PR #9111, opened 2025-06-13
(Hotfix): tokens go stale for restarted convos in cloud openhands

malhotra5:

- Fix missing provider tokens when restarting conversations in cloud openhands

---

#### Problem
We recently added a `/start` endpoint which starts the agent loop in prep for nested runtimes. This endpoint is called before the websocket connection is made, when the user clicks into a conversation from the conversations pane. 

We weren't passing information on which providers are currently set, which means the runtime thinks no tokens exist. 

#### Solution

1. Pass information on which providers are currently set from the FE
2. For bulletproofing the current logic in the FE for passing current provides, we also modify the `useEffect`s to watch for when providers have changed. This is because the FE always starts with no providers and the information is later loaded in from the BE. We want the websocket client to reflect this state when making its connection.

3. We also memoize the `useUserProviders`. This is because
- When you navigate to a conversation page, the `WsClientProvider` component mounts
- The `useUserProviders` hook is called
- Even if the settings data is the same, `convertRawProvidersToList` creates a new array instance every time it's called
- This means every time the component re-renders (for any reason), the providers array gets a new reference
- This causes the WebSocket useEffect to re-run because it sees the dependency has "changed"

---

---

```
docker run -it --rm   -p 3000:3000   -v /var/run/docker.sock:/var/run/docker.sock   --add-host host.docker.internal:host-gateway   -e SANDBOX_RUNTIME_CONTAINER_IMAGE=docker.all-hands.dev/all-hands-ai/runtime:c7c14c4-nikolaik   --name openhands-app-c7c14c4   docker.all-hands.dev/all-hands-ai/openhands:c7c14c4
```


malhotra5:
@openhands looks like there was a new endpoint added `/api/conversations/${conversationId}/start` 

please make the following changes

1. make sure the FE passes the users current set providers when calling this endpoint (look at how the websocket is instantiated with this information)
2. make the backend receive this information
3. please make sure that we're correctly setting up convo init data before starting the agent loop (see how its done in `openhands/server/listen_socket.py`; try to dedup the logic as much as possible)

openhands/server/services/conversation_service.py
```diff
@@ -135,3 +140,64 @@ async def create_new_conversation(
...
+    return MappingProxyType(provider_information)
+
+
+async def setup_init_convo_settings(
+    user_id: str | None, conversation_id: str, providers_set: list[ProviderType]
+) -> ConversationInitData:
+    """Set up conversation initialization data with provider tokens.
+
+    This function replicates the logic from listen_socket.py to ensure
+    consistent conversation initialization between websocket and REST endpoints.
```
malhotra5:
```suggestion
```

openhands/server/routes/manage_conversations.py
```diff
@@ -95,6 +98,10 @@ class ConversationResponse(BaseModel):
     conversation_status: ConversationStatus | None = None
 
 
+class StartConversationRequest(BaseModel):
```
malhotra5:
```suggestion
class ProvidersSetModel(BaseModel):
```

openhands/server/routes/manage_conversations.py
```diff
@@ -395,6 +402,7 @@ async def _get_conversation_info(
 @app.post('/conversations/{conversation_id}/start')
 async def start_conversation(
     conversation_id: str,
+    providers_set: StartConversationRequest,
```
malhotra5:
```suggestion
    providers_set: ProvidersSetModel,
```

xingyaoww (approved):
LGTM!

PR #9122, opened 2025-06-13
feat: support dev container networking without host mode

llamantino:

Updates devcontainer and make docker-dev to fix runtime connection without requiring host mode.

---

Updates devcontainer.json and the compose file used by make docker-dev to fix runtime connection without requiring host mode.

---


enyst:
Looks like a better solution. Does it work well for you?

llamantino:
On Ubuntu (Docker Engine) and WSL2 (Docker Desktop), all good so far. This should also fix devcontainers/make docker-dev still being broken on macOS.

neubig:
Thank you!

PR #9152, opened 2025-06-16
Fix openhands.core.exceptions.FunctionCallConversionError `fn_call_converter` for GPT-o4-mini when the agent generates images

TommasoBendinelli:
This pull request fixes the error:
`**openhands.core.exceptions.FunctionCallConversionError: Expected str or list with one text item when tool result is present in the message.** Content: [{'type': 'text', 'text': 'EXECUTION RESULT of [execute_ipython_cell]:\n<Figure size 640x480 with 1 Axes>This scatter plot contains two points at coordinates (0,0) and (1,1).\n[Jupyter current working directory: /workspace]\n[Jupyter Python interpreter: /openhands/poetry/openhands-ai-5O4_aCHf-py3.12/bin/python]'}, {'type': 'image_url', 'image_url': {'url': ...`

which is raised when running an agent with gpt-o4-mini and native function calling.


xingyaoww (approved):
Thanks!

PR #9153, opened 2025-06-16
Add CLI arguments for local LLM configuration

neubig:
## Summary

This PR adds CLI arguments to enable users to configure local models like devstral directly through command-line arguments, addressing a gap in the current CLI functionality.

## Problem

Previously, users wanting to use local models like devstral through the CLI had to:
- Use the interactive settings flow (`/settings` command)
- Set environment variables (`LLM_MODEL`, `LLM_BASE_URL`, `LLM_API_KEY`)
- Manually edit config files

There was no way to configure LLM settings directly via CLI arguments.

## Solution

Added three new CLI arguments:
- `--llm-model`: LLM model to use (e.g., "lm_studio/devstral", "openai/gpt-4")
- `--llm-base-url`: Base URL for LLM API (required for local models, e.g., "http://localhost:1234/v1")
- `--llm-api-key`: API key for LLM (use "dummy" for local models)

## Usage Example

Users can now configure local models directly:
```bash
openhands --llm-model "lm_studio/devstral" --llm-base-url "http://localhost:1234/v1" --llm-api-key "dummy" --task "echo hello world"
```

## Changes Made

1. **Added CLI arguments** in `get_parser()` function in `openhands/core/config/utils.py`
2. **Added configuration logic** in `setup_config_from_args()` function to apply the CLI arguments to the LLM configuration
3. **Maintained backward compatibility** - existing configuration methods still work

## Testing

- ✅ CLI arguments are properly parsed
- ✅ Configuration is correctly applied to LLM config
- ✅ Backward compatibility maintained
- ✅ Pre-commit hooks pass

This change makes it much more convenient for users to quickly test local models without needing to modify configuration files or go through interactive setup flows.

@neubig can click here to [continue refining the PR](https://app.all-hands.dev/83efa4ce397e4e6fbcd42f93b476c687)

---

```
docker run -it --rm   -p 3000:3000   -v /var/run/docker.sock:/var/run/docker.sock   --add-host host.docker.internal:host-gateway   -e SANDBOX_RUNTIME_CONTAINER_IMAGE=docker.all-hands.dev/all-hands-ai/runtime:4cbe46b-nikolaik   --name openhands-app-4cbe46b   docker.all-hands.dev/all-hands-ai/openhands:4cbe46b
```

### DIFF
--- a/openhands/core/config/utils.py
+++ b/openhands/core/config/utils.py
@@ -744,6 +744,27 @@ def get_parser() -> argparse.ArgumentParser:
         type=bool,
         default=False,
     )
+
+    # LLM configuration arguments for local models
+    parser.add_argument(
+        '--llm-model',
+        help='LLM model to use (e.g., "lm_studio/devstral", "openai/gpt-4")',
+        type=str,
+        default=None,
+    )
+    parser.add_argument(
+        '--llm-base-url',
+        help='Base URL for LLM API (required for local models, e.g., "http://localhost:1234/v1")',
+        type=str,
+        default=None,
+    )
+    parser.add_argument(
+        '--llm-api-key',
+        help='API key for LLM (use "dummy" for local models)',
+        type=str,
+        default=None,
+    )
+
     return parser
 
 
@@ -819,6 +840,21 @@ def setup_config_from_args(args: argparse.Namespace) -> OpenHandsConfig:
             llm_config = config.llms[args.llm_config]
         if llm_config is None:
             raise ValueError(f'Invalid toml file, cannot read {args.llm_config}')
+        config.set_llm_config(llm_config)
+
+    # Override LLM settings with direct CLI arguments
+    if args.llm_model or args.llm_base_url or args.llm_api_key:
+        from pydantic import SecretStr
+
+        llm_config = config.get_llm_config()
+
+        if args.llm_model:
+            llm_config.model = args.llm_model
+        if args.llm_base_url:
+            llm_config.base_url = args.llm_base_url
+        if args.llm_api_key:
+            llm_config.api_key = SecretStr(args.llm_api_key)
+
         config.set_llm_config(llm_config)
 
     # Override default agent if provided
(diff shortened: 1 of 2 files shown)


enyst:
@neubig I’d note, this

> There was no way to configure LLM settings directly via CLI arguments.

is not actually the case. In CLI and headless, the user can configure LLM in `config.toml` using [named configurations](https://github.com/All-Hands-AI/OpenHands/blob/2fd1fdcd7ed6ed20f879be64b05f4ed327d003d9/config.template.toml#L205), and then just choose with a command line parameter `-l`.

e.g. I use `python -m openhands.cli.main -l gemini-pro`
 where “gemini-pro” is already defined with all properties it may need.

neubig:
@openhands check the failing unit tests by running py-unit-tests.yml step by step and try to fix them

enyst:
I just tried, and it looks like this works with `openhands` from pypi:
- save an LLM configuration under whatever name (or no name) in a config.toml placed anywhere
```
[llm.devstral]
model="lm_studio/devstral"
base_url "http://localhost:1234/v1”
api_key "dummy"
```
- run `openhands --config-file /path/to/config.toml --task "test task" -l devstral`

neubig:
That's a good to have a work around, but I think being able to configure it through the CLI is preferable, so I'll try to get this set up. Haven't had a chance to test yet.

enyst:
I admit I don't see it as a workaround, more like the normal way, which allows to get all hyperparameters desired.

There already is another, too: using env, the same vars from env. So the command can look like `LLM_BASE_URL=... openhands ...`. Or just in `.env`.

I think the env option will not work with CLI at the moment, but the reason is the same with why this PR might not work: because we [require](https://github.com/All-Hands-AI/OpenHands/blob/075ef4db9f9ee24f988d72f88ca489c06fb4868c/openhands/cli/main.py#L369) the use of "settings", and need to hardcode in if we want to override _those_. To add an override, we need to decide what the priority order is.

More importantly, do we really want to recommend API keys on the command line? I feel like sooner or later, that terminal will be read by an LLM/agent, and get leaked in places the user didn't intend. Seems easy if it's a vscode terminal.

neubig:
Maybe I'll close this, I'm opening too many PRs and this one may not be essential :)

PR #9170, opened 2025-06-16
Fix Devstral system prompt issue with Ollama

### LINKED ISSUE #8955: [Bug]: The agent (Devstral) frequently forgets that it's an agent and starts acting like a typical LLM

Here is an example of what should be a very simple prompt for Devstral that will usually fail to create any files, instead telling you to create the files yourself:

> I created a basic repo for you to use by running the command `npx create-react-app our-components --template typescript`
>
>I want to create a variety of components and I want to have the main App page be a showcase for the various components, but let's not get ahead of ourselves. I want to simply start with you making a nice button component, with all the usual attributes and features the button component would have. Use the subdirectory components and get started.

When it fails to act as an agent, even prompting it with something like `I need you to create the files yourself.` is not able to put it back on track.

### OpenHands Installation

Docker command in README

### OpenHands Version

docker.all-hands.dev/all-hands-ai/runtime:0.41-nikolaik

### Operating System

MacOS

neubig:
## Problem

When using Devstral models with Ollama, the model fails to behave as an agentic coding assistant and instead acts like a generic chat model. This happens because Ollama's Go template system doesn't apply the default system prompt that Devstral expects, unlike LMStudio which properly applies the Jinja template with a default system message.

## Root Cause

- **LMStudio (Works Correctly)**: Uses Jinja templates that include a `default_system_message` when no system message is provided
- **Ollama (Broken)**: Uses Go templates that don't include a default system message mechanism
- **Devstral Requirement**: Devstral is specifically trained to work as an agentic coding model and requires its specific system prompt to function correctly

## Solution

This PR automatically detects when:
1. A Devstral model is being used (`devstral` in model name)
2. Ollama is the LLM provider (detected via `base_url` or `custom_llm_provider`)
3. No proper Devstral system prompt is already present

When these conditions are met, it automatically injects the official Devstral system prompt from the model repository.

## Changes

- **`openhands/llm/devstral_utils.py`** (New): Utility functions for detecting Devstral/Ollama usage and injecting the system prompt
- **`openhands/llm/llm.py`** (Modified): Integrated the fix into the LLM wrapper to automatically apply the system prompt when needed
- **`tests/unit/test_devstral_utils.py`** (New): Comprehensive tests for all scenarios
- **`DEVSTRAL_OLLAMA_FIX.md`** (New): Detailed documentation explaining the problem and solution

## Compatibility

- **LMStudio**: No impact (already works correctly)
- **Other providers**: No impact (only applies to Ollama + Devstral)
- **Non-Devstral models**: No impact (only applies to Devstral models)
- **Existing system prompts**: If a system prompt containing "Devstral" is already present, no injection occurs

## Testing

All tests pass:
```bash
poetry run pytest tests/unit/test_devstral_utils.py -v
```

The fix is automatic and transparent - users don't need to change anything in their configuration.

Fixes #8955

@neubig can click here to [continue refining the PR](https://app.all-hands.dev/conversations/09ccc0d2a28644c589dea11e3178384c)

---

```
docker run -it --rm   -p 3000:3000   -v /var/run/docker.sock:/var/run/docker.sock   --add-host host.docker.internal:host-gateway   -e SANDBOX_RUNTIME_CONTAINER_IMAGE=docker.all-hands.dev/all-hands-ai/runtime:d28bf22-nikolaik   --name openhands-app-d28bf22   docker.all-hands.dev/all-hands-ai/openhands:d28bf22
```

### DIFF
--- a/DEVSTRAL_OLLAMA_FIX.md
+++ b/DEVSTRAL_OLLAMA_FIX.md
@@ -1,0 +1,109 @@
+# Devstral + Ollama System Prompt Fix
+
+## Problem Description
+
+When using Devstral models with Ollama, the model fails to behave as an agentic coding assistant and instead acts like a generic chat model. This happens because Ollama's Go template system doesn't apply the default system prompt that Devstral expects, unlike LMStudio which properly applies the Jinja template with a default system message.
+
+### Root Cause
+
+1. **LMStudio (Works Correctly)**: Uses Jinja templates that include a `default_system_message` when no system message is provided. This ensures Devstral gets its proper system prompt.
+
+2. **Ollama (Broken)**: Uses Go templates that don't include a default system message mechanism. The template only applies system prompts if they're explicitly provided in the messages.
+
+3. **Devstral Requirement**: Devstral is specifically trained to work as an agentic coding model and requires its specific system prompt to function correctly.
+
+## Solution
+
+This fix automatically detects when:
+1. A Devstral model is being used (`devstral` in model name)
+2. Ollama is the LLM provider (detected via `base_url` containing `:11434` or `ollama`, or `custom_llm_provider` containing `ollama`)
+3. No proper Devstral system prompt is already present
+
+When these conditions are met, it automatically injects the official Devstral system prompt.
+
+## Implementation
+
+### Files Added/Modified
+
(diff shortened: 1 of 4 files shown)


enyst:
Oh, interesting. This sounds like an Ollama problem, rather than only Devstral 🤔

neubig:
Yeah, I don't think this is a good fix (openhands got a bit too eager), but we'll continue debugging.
• • • •
§ **Required action**
Everything from the first line of the listing above through the line holding "hook is called" must be retyped exactly; nothing else belongs in the reply.

§ **Exercise answer**
PR #9111, opened 2025-06-13
(Hotfix): tokens go stale for restarted convos in cloud openhands

malhotra5:

- Fix missing provider tokens when restarting conversations in cloud openhands

---

#### Problem
We recently added a `/start` endpoint which starts the agent loop in prep for nested runtimes. This endpoint is called before the websocket connection is made, when the user clicks into a conversation from the conversations pane. 

We weren't passing information on which providers are currently set, which means the runtime thinks no tokens exist. 

#### Solution

1. Pass information on which providers are currently set from the FE
2. For bulletproofing the current logic in the FE for passing current provides, we also modify the `useEffect`s to watch for when providers have changed. This is because the FE always starts with no providers and the information is later loaded in from the BE. We want the websocket client to reflect this state when making its connection.

3. We also memoize the `useUserProviders`. This is because
- When you navigate to a conversation page, the `WsClientProvider` component mounts
- The `useUserProviders` hook is called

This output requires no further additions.